What needs to be done
Single out the lines of the material that contain "partial" and copy them.
════
Issue #4430, opened 2021-07-01
Bug: pl-checkbox can display more correct options than specified by max-correct attribute


echau01:
I made a new question with the following `question.html` file:

```html
<pl-question-panel>
    <p>In the question.html file, <code>min-correct="2"</code> and <code>max-correct="4"</code>, but all 5 correct options show up as seen below.</p>
</pl-question-panel>


<pl-checkbox answers-name="ans" min-correct="2" max-correct="4" detailed-help-text="true" partial-credit="true">
    <pl-answer>Incorrect 1</pl-answer>
    <pl-answer>Incorrect 2</pl-answer>
    <pl-answer>Incorrect 3</pl-answer>
    <pl-answer>Incorrect 4</pl-answer>
    <pl-answer correct="true">Correct 1</pl-answer>
    <pl-answer correct="true">Correct 2</pl-answer>
    <pl-answer correct="true">Correct 3</pl-answer>
    <pl-answer correct="true">Correct 4</pl-answer>
    <pl-answer correct="true">Correct 5</pl-answer>
</pl-checkbox>
```

The question looks like this:

![Bugged_Checkbox](https://user-images.githubusercontent.com/25561432/124066729-11435000-d9ee-11eb-8482-03dea68d8323.PNG)

All 5 correct options appear, but `max-correct` is set to 4. As a result, a maximum of 4 options can be selected; trying to select all 5 correct options results in an invalid submission. Therefore, there is no way to get 100% on this question.

I think this bug is caused by the following line in `pl-checkbox.py`:

https://github.com/PrairieLearn/PrairieLearn/blob/27e279f761c940dc44038ffc00cfc9ff2b51251f/elements/pl-checkbox/pl-checkbox.py#L67

When the RHS is evaluated, we have:
- `len_correct == 5`
- `number_answers == 9`
- `len_incorrect == 4`
- `min_correct == 2` (this comes from the `min-correct="2"` in the `question.html`)

Thus the RHS is equal to `min(5, min(9, max(0, max(9 - 4, 2))))`, which is 5, so `min_correct` is assigned the value 5. As a result, when the answers are sampled later on (in the lines shown below), there will always be at least 5 correct answers chosen.

https://github.com/PrairieLearn/PrairieLearn/blob/27e279f761c940dc44038ffc00cfc9ff2b51251f/elements/pl-checkbox/pl-checkbox.py#L76-L79

echau01:
[...]

PR #4454, opened 2021-07-04
Checkbox coverage grading scheme

### LINKED ISSUE #4424: "Coverage" checkbox grading
For Physics exams at Illinois we would like a grading scheme for `pl-checkbox` that mimics the way pen-and-paper multiple-choice exams were graded. The idea is that there is a single correct option, but students can select one, two, or three options. The grading scheme is then:
* If the student selects just one option, they get full points if it's correct and zero points otherwise.
* If the student selects two options, they get 1/2 points if one of their selected options is the correct one, and zero otherwise.
* If they select three options, they get 1/3 points if one of the selected options is correct, otherwise zero.
* If the student selects four or more options, they get zero points. In PL we could handle this case as an invalid answer.

To implement this, we should add a new grading scheme for `pl-checkbox` (not the [existing schemes](https://prairielearn.readthedocs.io/en/latest/elements/#details)). It could be called `COV` for "coverage", because the aim is to cover the true options with the student-selected options. We'll define the grading scheme assuming there are `n_total` options and `n_correct` of them are correct. The student selects `n_selected` options, of which `k` are correct. The score is then:
* `base_score = k / n_correct` (this is the fraction of correct answers that were selected)
* `guessing_factor = k / n_selected` (this is the fraction of selected answers that are correct)
* `score = base_score * guessing_penalty`

For example, if there are 3 correct options and the student selects 5 options, two of which are correct, then `base score = 2/3` because they got 2/3 of the correct options, but `guessing_factor = 2/5` because only 2/5 of their selected answers were correct, so their final value is `score = 2/3 * 2/5 = 4/15 = 0.267`.

We should also add `pl-checkbox` options called `min_select` and `max_select`. If the student selects fewer than `min_select` or more than `max_select` options, then their answer is considered invalid and an error is reported. By default `min_select = 0` and `max_select = number_answers`. If either value is not the default then a help message should be displayed next to the checkbox that tells the student the non-default value.

We could also add an option `show-number-correct` that adds help text like `There are exactly 2 correct options in the list above.` This would be especially useful when `n_correct = 1` and we want students to know this.

Given a certain set of selected options, this grading scheme has the properties that:
* It is always helpful to add another correct option (this will increase both `k` and `n_selected` by one, so both the `base_score` and `guessing_factor` will increase).
* It is always harmful to add another incorrect option (this will increase `n_selected` without changing `k`).
* Switching an incorrect answer to a correct option is always helpful (this will increase `k` while keeping `n_selected` the same).
* Switching a correct option to an incorrect one is always harmful (the opposite of the above case).

Additionally:
* The maximum score is one, which is achieved if and only if `k = n_selected = n_correct`.
* If any correct option is selected then the score will be more than zero.
* If all options are selected then the score is `n_correct / n_total`.
* If there is only one correct answer and `max_select = 3` then COV grading is exactly the Illinois Physics multiple-choice grading scheme.

echau01:
Closes #4424.

Summary of changes:
- New coverage (COV) grading scheme implemented as described in original issue
- `show-number-correct` option added to `pl-checkbox` as described in original issue
- `min-select` and `max-select` options added to `pl-checkbox`:
    - The default values of `min-select` and `max-select` are 1 and `number_answers`, respectively.
    - Any submission that selects less than `min-select` options or more than `max-select` options is marked invalid.
    - If `min-select` and/or `max-select` are specified, then the "help text" below the checkboxes displays the range of the number of options that must be selected (i.e. "You must select between X and Y options.").
    - Since the attributes `min-correct` and `max-correct` also restrict the number of selected options in a valid submission, I had to think of a way to handle/avoid potential conflicts with `min-select` and `max-select`. My solution: if `min-select` and/or `max-select` is explicitly specified in the HTML, then the number of selected options a valid submission must contain is determined entirely by the values of `min-select` and `max-select`. As a result, if `min-correct` and/or `max-correct` are specified along with `min-select` and/or `max-select`, then `min-correct` and `max-correct` only restricts the number of correct answers that appear, while `min-select` and `max-select` restrict the number of selected options in valid submissions.


exampleCourse/questions/element/checkbox/question.html
```diff
@@ -183,14 +183,68 @@
         Part 7
     </div>
 
+    <div class="card-body">
```
mwest1066, line 186: I like the new examples in the `element/checkbox` question. Could you also add another question, called something like `demo/multiAnswerMC` which demonstrates how to use `pl-checkbox` to grade in the way described in the first paragraph of #4424. That is, a checkbox question where we have 5 numerical answers, only one of which is correct, and we have `max-select = 3` and `COV` grading?

docs/elements.md
```diff
@@ -171,12 +171,15 @@ Attribute | Type | Default | Description
...
-`hide-help-text` | boolean | false | Help text with hint regarding the selection of answers. Popover button describes the selected grading algorithm ('all-or-nothing', 'EDC' or 'PC')
+`partial-credit-method` | string | 'PC' | Three grading methods for partial credit: 'COV' (Coverage), 'EDC' (Every Decision Counts), and 'PC' (Percent Correct). See explanation below.
+`hide-help-text` | boolean | false | Help text with hint regarding the selection of answers. Popover button describes the selected grading algorithm ('all-or-nothing', 'COV', 'EDC' or 'PC')
 `detailed-help-text` | boolean | false | Display detailed information in help text about the number of options to choose.
 `hide-answer-panel` | boolean | false | Option to not display the correct answer in the correct panel.
 `hide-letter-keys` | boolean | false | Hide the letter keys in the answer list, i.e., (a), (b), (c), etc.
 `hide-score-badge` | boolean | false | Hide badges next to selected answers.
+`min-select` | integer | special | The minimum number of answers that must be selected in any valid submission.
+`max-select` | integer | special | The maximum number of answers that can be selected in any valid submission.
```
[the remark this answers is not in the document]
mwest1066: Can we add some more documentation about exactly how `min/max-correct` interact with `min/max-select`? For example, which of them take priority if we set both of them?

docs/elements.md
```diff
@@ -171,12 +171,15 @@ Attribute | Type | Default | Description
...
+`show-number-correct` | boolean | false | Display the number of correct choices in the help text.
```
mwest1066, line 182: What happens if we select both `show-number-correct` and `detailed-help-text`? Could we add some docs to describe this? Or maybe we should add some checks in the code to only allow one of them to be selected at a time?

elements/pl-checkbox/pl-checkbox.py
```diff
@@ -73,6 +74,16 @@ def prepare(element_html, data):
...
 
+    min_select = pl.get_integer_attrib(element, 'min-select', 1)
+    max_select = pl.get_integer_attrib(element, 'max-select', number_answers)
+
+    if min_select < 1:
+        raise ValueError('The attribute min-select is {:d} but must be at least 1'.format(min_select))
+    if min_select > max_select:
+        raise ValueError('min-select (%d) is greater than max-select (%d)' % (min_select, max_select))
+    if min_select > number_answers:
+        raise ValueError('min-select (%d) is greater than the total number of answers (%d)' % (min_select, number_answers))
```
mwest1066, line 85: Should we add any checks for the relationship between `min/max-correct` and `min/max-select`? I think it doesn't make sense for `min-select > max-correct` or `max-select < min-correct`? I might be mistaken here, so please think about this! 😄

elements/pl-checkbox/pl-checkbox.py
```diff
@@ -73,6 +74,16 @@ def prepare(element_html, data):
     if not (0 <= min_incorrect <= max_incorrect <= len_incorrect):
         raise ValueError('INTERNAL ERROR: incorrect number: (%d, %d, %d, %d)' % (min_incorrect, max_incorrect, len_incorrect, len_correct))
 
+    min_select = pl.get_integer_attrib(element, 'min-select', 1)
+    max_select = pl.get_integer_attrib(element, 'max-select', number_answers)
+
+    if min_select < 1:
```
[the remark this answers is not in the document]
echau01: The way that checkboxes are currently implemented, any answer that doesn't select any checkboxes are considered invalid. That's why I made `min_select` be at least 1. If we want to make `min_select` be 0, submissions that check 0 checkboxes must be considered valid.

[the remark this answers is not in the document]
mwest1066: Right, it's probably just too confusing to allow zero selected answers. Let's forget about this 😄

mwest1066:
@echau01 would you mind replying to the review comments and saying whether you've addressed each of the issues, or whether you decided to do something different? Thanks!

elements/pl-checkbox/pl-checkbox.py
echau01: Fixed. The code throws an error if `min-select > min-correct` or `max-select < max-correct` (I changed the conditions slightly).

elements/pl-checkbox/pl-checkbox.py
```diff
@@ -73,6 +74,16 @@ def prepare(element_html, data):
     if not (0 <= min_incorrect <= max_incorrect <= len_incorrect):
         raise ValueError('INTERNAL ERROR: incorrect number: (%d, %d, %d, %d)' % (min_incorrect, max_incorrect, len_incorrect, len_correct))
 
+    min_select = pl.get_integer_attrib(element, 'min-select', 1)
```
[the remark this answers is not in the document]
echau01: Done -- I also found a place to introduce a constant `MIN_CORRECT_DEFAULT`.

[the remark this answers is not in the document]
mwest1066: Nice!

echau01:
Everything that is now marked as "resolved" has been addressed -- if I modified your suggestions a bit, I left a comment indicating what I did.

mwest1066:
> Everything that is now marked as "resolved" has been addressed -- if I modified your suggestions a bit, I left a comment indicating what I did.

Awesome, many thanks!

docs/elements.md
echau01: They are independent of each other. Setting `show-number-correct` tells you how many correct options there are -- it adds the text "There are exactly X correct options in the list above" to the help text. On the other hand, `detailed-help-text` tells you how many options you have to select -- it adds the text "Select between Y and Z options" to the help text. Therefore, if both are specified, then the help text looks like this: "Select between Y and Z options. There are exactly X correct options."

echau01: I think the fix here is to clarify the documentation for `detailed-help-text`.

echau01: I should also add that in some situations, setting `detailed-help-text="true"` has no effect. This happens if `min/max-select` are set to some non-default value -- in that situation, we always tell students to "Select between `min-select` and `max-select` options" no matter whether `detailed-help-text` is specified or not.

echau01: Documentation for `detailed-help-text` has been added in my latest commit.

docs/elements.md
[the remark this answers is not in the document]
echau01: I wrote up this documentation in my latest commit.

echau01:
To help with review and testing, I created a table below which specifies the full relationship between `min/max-select`, `min/max-correct`, and `detailed-help-text`. These five attributes determine the minimum and maximum number of options that can be selected, as well as what help text is displayed.

Notation:
- `num_ans` denotes the number of displayed checkbox options
- "default" indicates the default value that an attribute takes. The default value for `min-select` and `min-correct` is 1, while the default value for `max-select` and `max-correct` is `num_ans`.
- X, Y, Z, W are non-default values.
- "true" and "false" are the boolean values for `detailed-help-text`

|min-select|max-select|min-correct|max-correct|detailed-help-text|Minimum options to select|Maximum options to select|Help text
:---:|:---:|:---:|:---:|:---:|:---:|:---:|:---:
X | Y | Z or default | W or default | true or false | X | Y | Select between X and Y options
X | default | Z or default | W | true | X | W | Select between X and W options
X | default | Z or default | W | false | X | `num_ans` | Select at least X options
default | Y | Z | W or default | true | Z | Y | Select between Z and Y options
default | Y | Z | W or default | false | 1 | Y | Select at most Y options
X | default | Z or default | default | true | X | `num_ans` | Select between X and `num_ans` options
X | default | Z or default | default | false | X | `num_ans` | Select at least X options
default | Y | default | W or default | true | 1 | Y | Select between 1 and Y options
default | Y | default | W or default | false | 1 | Y | Select at most Y options
default | default | Z | W | true | Z | W | Select between Z and W options
default | default | Z | W | false | 1 | `num_ans` | Select at least 1 option
default | default | default | default | true | 1 | `num_ans` | Select between 1 and `num_ans` options
default | default | default | default | false | 1 | `num_ans` | Select at least 1 option

The min/max number of options to select are determined by the following rules, which are explained in the documentation:
1. If `min/max-select` is explicitly specified, we always use the specified value.
2. If `min/max-select` are not set, but `min/max-correct` are set **and** `detailed-help-text="true"`, then `min/max-correct` determines the min/max number of options that can be selected.
3. If rules 1 and 2 do not apply, then the min/max number of options that can be selected takes on the default values of 1 and `num_ans`.

If `detailed-help-text="true"`, the help text always displays the values of the min/max number of options to select. Otherwise, we only display the min/max values if they are non-default values.

exampleCourse/questions/demo/multiAnswerMC/question.html
```diff
@@ -0,0 +1,31 @@
...
+        This example question shows how we can use the Coverage (COV) grading scheme in a
+        multiple-choice question where only one option is correct, but multiple options can be
+        selected. In this question, COV grading gives a nonzero amount of credit to any valid
+        submission that selects the correct option. Notice also that at most 3 options can be
+        selected; we accomplish this by setting <code>max-select="3"</code> in the <code>pl-checkbox</code>
+        attributes.
+    </p>
+</pl-question-panel>
+
+<div class="card my-2">
```
mwest1066, line 12: We are trying to avoid bootstrap markup in example questions, because instructors tend to copy it unnecessarily. In this case I think it would be fine to just delete all the `card` markup.

exampleCourse/questions/demo/multiAnswerMC/info.json
```diff
@@ -0,0 +1,7 @@
+{
+    "uuid": "3f030556-e75b-11eb-ba80-0242ac130004",
+    "title": "Demo: Multi-Answer MC with Coverage Grading Scheme",
```
mwest1066, line 3:
```suggestion
    "title": "Demo: Multi-answer MC with coverage grading scheme",
```

exampleCourse/questions/demo/multiAnswerMC/question.html
```diff
@@ -0,0 +1,20 @@
...
+    <p>
+        This example question shows how we can use the Coverage (COV) grading scheme in a
+        multiple-choice question where only one option is correct, but multiple options can be
+        selected. In this question, COV grading gives a nonzero amount of credit to any valid
+        submission that selects the correct option. Notice also that at most 3 options can be
+        selected; we accomplish this by setting <code>max-select="3"</code> in the <code>pl-checkbox</code>
+        attributes.
+    </p>
+    <p>
+        Integer Review: Which of these mathematical statements are true?
```
mwest1066, line 11:
```suggestion
        Integer review: Which of these mathematical statements are true?
```

exampleCourse/questions/demo/multiAnswerMC/question.html
```diff
@@ -0,0 +1,20 @@
+<pl-question-panel>
+    <p>
+        This example question shows how we can use the Coverage (COV) grading scheme in a
+        multiple-choice question where only one option is correct, but multiple options can be
+        selected. In this question, COV grading gives a nonzero amount of credit to any valid
+        submission that selects the correct option. Notice also that at most 3 options can be
+        selected; we accomplish this by setting <code>max-select="3"</code> in the <code>pl-checkbox</code>
+        attributes.
+    </p>
```
mwest1066, line 9:
```suggestion
```

exampleCourse/questions/demo/multiAnswerMC/question.html
```diff
@@ -0,0 +1,20 @@
...
+        Integer Review: Which of these mathematical statements are true?
+    </p>
+</pl-question-panel>
+
+<pl-checkbox answers-name="ans" partial-credit="true" partial-credit-method="COV" max-select="3">
+    <pl-answer correct="true">If an integer is divisible by 4, it must be divisible by 2.</pl-answer>
+    <pl-answer>If an integer is divisible by 2, it must be divisible by 4.</pl-answer>
+    <pl-answer>An integer divided by an integer is always an integer.</pl-answer>
+    <pl-answer>The number 3.5 is an integer.</pl-answer>
+</pl-checkbox>
```
mwest1066, line 20:
```suggestion
</pl-checkbox>

    <p><i>
        This example question shows how we can use the Coverage (COV) grading scheme in a
        multiple-choice question where only one option is correct, but multiple options can be
        selected. In this question, COV grading gives a nonzero amount of credit to any valid
        submission that includes the correct option. Notice also that at most 3 options can be
        selected; we accomplish this by setting <code>max-select="3"</code> in the <code>pl-checkbox</code>
        attributes.
    </i></p>
```

mwest1066 (approved):

exampleCourse/questions/demo/multiAnswerMC/question.html
```diff
@@ -0,0 +1,21 @@
...
+
+    <p><i>
```
mwest1066, line 14:
```suggestion
<pl-question-panel>
    <p><i>
```

exampleCourse/questions/demo/multiAnswerMC/question.html
```diff
@@ -0,0 +1,21 @@
...
+        This example question shows how we can use the Coverage (COV) grading scheme in a
+        multiple-choice question where only one option is correct, but multiple options can be
+        selected. In this question, COV grading gives a nonzero amount of credit to any valid
+        submission that includes the correct option. Notice also that at most 3 options can be
+        selected; we accomplish this by setting <code>max-select="3"</code> in the <code>pl-checkbox</code>
+        attributes.
+    </i></p>
```
mwest1066, line 21:
```suggestion
    </i></p>
</pl-question-panel>
```

mwest1066:
> To help with review and testing, I created a table below which specifies the full relationship between `min/max-select`, `min/max-correct`, and `detailed-help-text`. These five attributes determine the minimum and maximum number of options that can be selected, as well as what help text is displayed.

Thanks for the super-detailed analysis of this! Amazing job. This all seems correct to me. Do you also think it's as good as possible?

echau01:
The table looks quite complicated at first. I had a few principles in mind when designing the table.

First, I wanted to preserve the already-existing interactions between `min/max-correct` and `detailed-help-text`. The `detailed-help-text` attribute has two functions: one is, of course, to show help text, but its other function is to restrict the number of options selected. As a result, if the help text says "Select between X and Y options", then PrairieLearn makes sure that the student actually selects between X and Y options. Before the `min/max-select` attributes were introduced, the numbers X and Y are determined by `min/max-correct`. I wanted to preserve that behaviour so as not to break any existing questions.

The other principle I followed was to make sure that `min/max-select`, if specified, completely determine the min/max number of options to select. These attributes override any restrictions imposed by `min/max-correct` in this area.

The above table is a result of these two principles. I think it's the right way to go.

mwest1066:
> The above table is a result of these two principles. I think it's the right way to go.

I agree, and I think your principles outlined above are sensible and clear.

Just to make sure I'm understanding correctly, the code and the table are consistent with each other now, right? That is, we don't need any further code modifications?

Or do we still need to do something to address #4430?

echau01:
#4430 is not addressed by this PR. I'll be working on it when I have the time.

mwest1066:
> #4430 is not addressed by this PR. I'll be working on it when I have the time.

Got it, thank for confirming!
════
Exercise response
<pl-checkbox answers-name="ans" min-correct="2" max-correct="4" detailed-help-text="true" partial-credit="true">
+`partial-credit-method` | string | 'PC' | Three grading methods for partial credit: 'COV' (Coverage), 'EDC' (Every Decision Counts), and 'PC' (Percent Correct). See explanation below.
+<pl-checkbox answers-name="ans" partial-credit="true" partial-credit-method="COV" max-select="3">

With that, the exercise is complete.